Objective: To implement non-device-specific security controls by enforcing domain blocking at the network gateway.

1. The Vulnerability: Device-Level Mitigation Gaps

Relying solely on host-based security measures (like the Windows hosts file) creates significant coverage gaps for non-configurable devices. Mobile phones, tablets, and IoT hardware often lack accessible system files for manual domain blocking. This leaves a portion of the network exposed to Command-and-Control (C2) communications and phishing traffic if a threat originates from or targets these “unmanaged” devices.
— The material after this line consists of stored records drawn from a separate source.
PR #687, opened 2017-08-11
Added post setup script functionality.

Fmstrat:
This will enable users to execute postconf or sed commands (or other things like adding mysql for vimbadmin use) without having to fundamentally change anything about the docker container. It simply adds the ability to execute `/config/postsetup.sh` after all other setup is complete. It could help people with issues like:

https://github.com/tomav/docker-mailserver/issues/680
https://github.com/tomav/docker-mailserver/issues/679
https://github.com/tomav/docker-mailserver/issues/670

I'm sure the list goes on and on, but those are just the top 3 from the issues list that a simple postconf command could handle.


Fmstrat:
This is showing a failed check above, but I think someone else is working on LDAP and that's what's breaking, vs this pull request.

Fmstrat:
@tomav Any idea if these checks were failing because of something else on the LDAP side? Unfortunately I can't trigger the tests to run again without resubmitting the pull. Thanks!

tomav:
Restarted build to see if it works better.

Fmstrat:
Looks good, working in my test cases, too. Can we get a merge? Thanks!

tomav:
@Fmstrat I did not lokked at the code before sorry, but could you add an integration test?

Fmstrat:
@tomav Integration test is in and all tests pass. Thanks!

tomav:
Why `postfix-mysql` should be added to the project?

Fmstrat:
Oh, that was supposed to be a separate pull, sorry about that. It's so that we can integrate virtual users in a mariaDB container such as using a tool like https://www.vimbadmin.net/ . (which works like a champ with the addition)

tomav:
@johansmitsnl what do you think about that?

Fmstrat:
I'm not sure what's being asked here. Are you saying you don't want to merge the pre/post script, and that I should roll this PR back, then create a new one for inclusion of `postfix-mysql` with a test case for that?

Issue #686, opened 2017-08-10
After host reboot (and some container restarts) dovecot fails to run correctly


justinvoelker:
I have docker-mailserver setup and running, sending and receiving emails as expected, but sometimes after a server reboot, or a docker-compose restart, dovecot appears to break. The docker log gets flooded with the following lines every second until I stop or restart the container (hopefully working on the second try).

```
INFO spawned: 'dovecot' with pid 1099
INFO success: dovecot entered RUNNING state, process has stayed up for > than 0 seconds (startsecs)
INFO exited: dovecot (exit status 89; not expected)
INFO spawned: 'dovecot' with pid 1101
INFO success: dovecot entered RUNNING state, process has stayed up for > than 0 seconds (startsecs)
INFO exited: dovecot (exit status 89; not expected)
INFO spawned: 'dovecot' with pid 1103
INFO success: dovecot entered RUNNING state, process has stayed up for > than 0 seconds (startsecs)
INFO exited: dovecot (exit status 89; not expected)
```

I also see the following line in the log at sporadic places.

```
mail dovecot: master: Fatal: Dovecot is already running with PID 203 (read from /var/run/dovecot/master.pid)
```

The strange thing is that even though it says dovecot is running, I cannot connect any accounts over IMAP.

Here is my docker-compose.yml

```
version: '2'
services:
  mailserver:
    image: tvial/docker-mailserver:latest
    restart: always
    hostname: mail
    domainname: example.com
    container_name: mail.example.com-mailserver
    ports:
      - "25:25"
      - "587:587"
      - "993:993"
    volumes:
      - ./mailserver/maildata/:/var/mail
      - ./mailserver/mailstate/:/var/mail-state
      - ./mailserver/config/:/tmp/docker-mailserver/
      - /home/justin/docker/nginx-proxy/certificates/:/etc/letsencrypt/live
    environment:
      - ONE_DIR=1
      - SSL_TYPE=letsencrypt
      - DMS_DEBUG=1
```

gutmensch:
I'm seeing the same respawning behavior for amavis
`2017-08-11 19:06:55,127 INFO exited: amavis (exit status 255; not expected)
2017-08-11 19:06:56,130 INFO spawned: 'amavis' with pid 25600
2017-08-11 19:06:56,681 INFO success: amavis entered RUNNING state, process has stayed up for > than 0 seconds (startsecs)
2017-08-11 19:06:56,689 INFO exited: amavis (exit status 255; not expected)
[...]

PR #699, opened 2017-08-18
Fix the hook that restarts the amavis server and causes it to detach

johansmitsnl:
See #686
This should fix the amavis issue.

### DIFF
--- a/Dockerfile
+++ b/Dockerfile
@@ -115,8 +115,9 @@ RUN sed -i -e 's/include_try \/usr\/share\/dovecot\/protocols\.d/include_try \/e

2. Technical Execution: Gateway URL Filtering

I utilized the MTN 4G Router Admin Panel to establish a centralized defense layer. By configuring IPv4 URL Keyword Filtering, I instructed the router to intercept and drop traffic destined for the suspicious domains identified during the Wireshark analysis phase. This method ensures that the security policy is enforced at the network boundary, regardless of the operating system or configuration of the connected endpoint.

ComponentValuePurpose
HardwareMTN 4G RouterThe central gateway for all local network traffic.
Control LogicURL Keyword FilteringBlocks traffic based on domain strings.
ProtocolIPv4The addressing scheme used for the filtering rules.
CoverageNetwork-WideProtects all connected Windows, Mobile, and IoT devices.

3. Execution Workflow

  1. Perimeter Analysis: Identified that blocking domains on a single PC did not prevent the same malicious domains from being accessed by mobile devices on the same Wi-Fi.
  2. Gateway Access: Authenticated into the home router’s administrative interface to access the firewall and security settings.
  3. Rule Configuration: Added identified malicious strings (e.g., aoneroom.com, givefreely.com, trasre.com) to the URL Filtering List.
  4. Validation: Verified that the router successfully blocked requests to these domains from multiple device types, confirming a robust, centralized defense.

4. Key Logic

# Logical Rule applied via GUI:
IF (HTTP_REQUEST_URL CONTAINS "malicious_domain.com") THEN (ACTION = BLOCK/DROP)

5. Evidence of Work

RESOURCES_NODE_01
Discovery
Caption: Discovery phase showing the MTN router firewall interface and the initial empty filtering rules before configuration.

RESOURCES_NODE_01
Results
Caption: Results phase showing the active URL Filtering List with ten suspicious domains successfully blocked at the network level.

6. Professional Impact

This project demonstrates an understanding of Defense-in-Depth and the importance of securing the network perimeter. By moving the control point to the router, I protected the System Integrity of the entire local environment, significantly reducing the attack surface. This proactive approach mitigates the risk of lateral movement and ensures a consistent security posture across a diverse range of hardware.